Dr. Gaudet and Dr. Whitman that he was being treated for arthritis.

-2- The deputy commissioner awarded temporary total disability benefits for Looney’s

shoulder and neck injuries. However, he also found that Looney’s right knee condition was not

causally related to the accident, reasoning that:

In view of claimant’s extensive history of rheumatoid arthritis, his history of right knee pain . . . and the time lapse between the accident and the commencement of symptoms in the right knee, we cannot say that there is such an obvious connection between the accident and claimant’s right knee pain that medical evidence can be dispensed with.

The deputy commissioner further observed that,

[b]y giving Dr. Whitman an inaccurate history of his previous right shoulder and right knee problems, claimant has rendered Dr. Whitman’s opinion devoid of any probative value. Consequently, no probative medical opinion supports the claim insofar as the right knee is concerned.

On appeal, the commission reversed in part, concluding that Looney had suffered an

injury by accident to his right knee. The commission reasoned:

We disagree with the Deputy Commissioner’s conclusion that Dr. Whitman’s opinion is entitled to little weight because it is based on an inaccurate medical history. Although Dr. Whitman’s office note . . . reflects that the claimant denied any “problem” with his right knee before March 28, 2003, Dr. Whitman’s record also reflects that he was made aware of the claimant’s pre-existing rheumatoid arthritis.

The sole issue presented in this appeal is whether the commission erred in finding that

Looney’s right knee pain was causally related to the accident of March 28, 2003. Because there

is credible evidence in the record that supports the commission’s findings, we affirm.

When reviewing a sufficiency of the evidence question, our Court determines “whether

there was credible evidence presented such that a reasonable mind could conclude that the fact in

issue was proved.” Westmoreland Coal Co. v. Campbell, 7 Va.
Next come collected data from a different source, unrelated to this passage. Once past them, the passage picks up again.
PR #25, opened 2023-09-29
mup simple

sagadre:
* adding mup simple where just linear layer learning rates are scaled
* parameter: `--mup-base-width` to control the `lr` scaling
* parameter: `--mup-scale-wd` to allow `lr` and `wd` to remain decoupled in `AdamW`
* formatting

### DIFF
--- a/open_lm/main.py
+++ b/open_lm/main.py
@@ -482,7 +482,7 @@ def main(args):
                         # weights are transposed so second dim is the fan-in
                         fan_in = p.shape[-1]
                         if fan_in in linear_params:
-                            # group parameters by their fain_in value
+                            # group parameters by their fan_in value
                             linear_params[fan_in].append(p)
                         else:
                             linear_params[fan_in] = [
--- a/open_lm/main.py
+++ b/open_lm/main.py
@@ -470,32 +470,53 @@ def main(args):
         named_parameters = list(model.named_parameters())
         no_decay_params = []  # to be potentially used later
 
-        if args.mup_base_fan_in:
-            linear_modules = ["in_proj", "out_proj", "w12", "w3"]
-            mup_scale = args.mup_base_fan_in / model.params.dim
-            mup_lr = args.lr * mup_scale
+        if args.mup_base_width:
+            linear_modules = ["in_proj", "out_proj", "w12", "w3", "output"]
 
-            mup_wd = args.wd
-            if args.mup_scale_wd:
-                # ensure that wd is still decoupled from lr even when the lr changes
-                mup_wd /= mup_scale
-
-            # modify all linear modules
-            linear_params = []
+            linear_params = {}
             other_params = []
+
             for n, p in named_parameters:
                 if p.requires_grad:
                     if any(m in n for m in linear_modules):
-                        linear_params.append(p)
+                        # weights are transposed so second dim is the fan-in
+                        fan_in = p.shape[-1]
+                        if fan_in in linear_params:
+                            # group parameters by their fain_in value
+                            linear_params[fan_in].append(p)
+                        else:
+                            linear_params[fan_in] = [
+                                p,
+                            ]
                     else:
+                        # all other learnable parameters that are not in linear layers
                         other_params.append(p)
 
+            optim_params = [
+                {"params": no_decay_params, "lr": args.lr, "weight_decay": 0.0},
+                {"params": other_params, "lr": args.lr, "weight_decay": args.wd},
+            ]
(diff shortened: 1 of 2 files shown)


open_lm/main.py
```diff
@@ -467,17 +469,49 @@ def main(args):
...
-            [
-                {"params": no_decay_params, "weight_decay": 0.0},
-                {"params": params, "weight_decay": args.wd},
-            ],
-            lr=args.lr,
-            betas=(args.beta1, args.beta2),
-            eps=args.eps,
-        )
+        if args.mup_base_fan_in:
+            linear_modules = ["in_proj", "out_proj", "w12", "w3"]
```
mitchellnw, line 474: what about the final head?

open_lm/main.py
```diff
@@ -467,17 +469,49 @@ def main(args):
...
-        optimizer = optim.AdamW(
-            [
-                {"params": no_decay_params, "weight_decay": 0.0},
-                {"params": params, "weight_decay": args.wd},
-            ],
-            lr=args.lr,
-            betas=(args.beta1, args.beta2),
-            eps=args.eps,
-        )
+        if args.mup_base_fan_in:
```
mitchellnw, line 473: maybe this should be base width and not base fan-in, because fan-in is not fixed throughout the network (fan-in = # of inputs, so w3 has a different fan-in than in_proj, out_proj, w12)

open_lm/main.py
```diff
@@ -467,17 +469,49 @@ def main(args):
...
+            linear_modules = ["in_proj", "out_proj", "w12", "w3"]
+            mup_scale = args.mup_base_fan_in / model.params.dim
+            mup_lr = args.lr * mup_scale
+
+            mup_wd = args.wd
+            if args.mup_scale_wd:
+                # ensure that wd is still decoupled from lr even when the lr changes
+                mup_wd /= mup_scale
```
mitchellnw, line 481: nice!

open_lm/main.py
```diff
@@ -467,17 +469,49 @@ def main(args):
...
+                    if any(m in n for m in linear_modules):
+                        linear_params.append(p)
+                    else:
+                        other_params.append(p)
+
+            optimizer = optim.AdamW(
+                [
+                    {"params": no_decay_params, "lr": args.lr, "weight_decay": 0.0},
+                    {"params": other_params, "lr": args.lr, "weight_decay": args.wd},
+                    {"params": linear_params, "lr": mup_lr, "weight_decay": mup_wd},
```
mitchellnw, line 497: you'll have to special case w3 here

open_lm/main.py
sagadre: nice, yeah added `"output"` as well

open_lm/main.py
sagadre: now i am looping over all linear layers to get the specific fan-in from the weight shapes and creating param groups accordingly

open_lm/main.py
sagadre: sweet! changed!

open_lm/main.py
```diff
@@ -467,17 +469,70 @@ def main(args):
...
+                if p.requires_grad:
+                    if any(m in n for m in linear_modules):
+                        # weights are transposed so second dim is the fan-in
+                        fan_in = p.shape[-1]
+                        if fan_in in linear_params:
+                            # group parameters by their fan_in value
+                            linear_params[fan_in].append(p)
+                        else:
+                            linear_params[fan_in] = [
+                                p,
```
mitchellnw, line 489: this formatting is a bit strange?

open_lm/main.py
```diff
@@ -467,17 +469,70 @@ def main(args):
...
+                        other_params.append(p)
+
+            optim_params = [
+                {"params": no_decay_params, "lr": args.lr, "weight_decay": 0.0},
+                {"params": other_params, "lr": args.lr, "weight_decay": args.wd},
+            ]
+
+            for fan_in in linear_params:
+                # add param group for each fan_in
+                mup_scale = args.mup_base_width / fan_in
```
mitchellnw, line 502: We want to scale by base_fan_in / fan_in so maybe something like this is good
```
mup_scale = args.mup_base_width * (args.model_dim / fan_in) / fan_in
```

mitchellnw:
Just thought of another thing -- you may have to use --fsdp-use-orig-params flag if using this for FSDP as FSDP may chunk together many params if not, and then you may not be able to use different LRs.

App. 217, 222, 372 S.E.2d 411,

415 (1988) (emphasis is original). “Whether a disease is causally related to the employment and

not causally related to other factors is such a finding of fact.” Island Creek Coal Co. v. Breeding,

-3- 6 Va. App. 1, 12, 365 S.E.2d 782, 788 (1988). Accordingly, if the record contains any credible

evidence supporting the commission’s finding that Looney’s knee injury was causally related to

the industrial accident, we are bound by that determination regardless of whether there is

evidence in the record that may support a contrary finding. Morris v. Badger Powhatan/Figgie

Int’l, Inc., 3 Va. App. 276, 279, 348 S.E.2d 876, 877 (1986).

Initially, Looney himself testified that his knee injury “had to be [caused by] the

accident” because “that’s the only other thing there was.” In addition, the record presented to the

commission contains three separate medical opinions as to whether or not Looney’s knee injury

was causally related to the accident that occurred on March 28, 2003. First, Dr. Daiuto indicated

that “the present complaints of knee problems are not related to the industrial accident of March

28, 2003.” Second, Dr. Gaudet checked a box marked “unknown” in response to a question

asking whether he thought that Looney’s knee injury was causally related to the March 28

incident. And third, Dr. Whitman indicated that “the problems” Looney was experiencing did

result from “his on the job injury.” So, in sum, one physician thought that the knee injury was

related to the accident, one physician thought that the knee injury was not related to the accident,

and one physician was unsure as to whether the knee injury was related to the accident.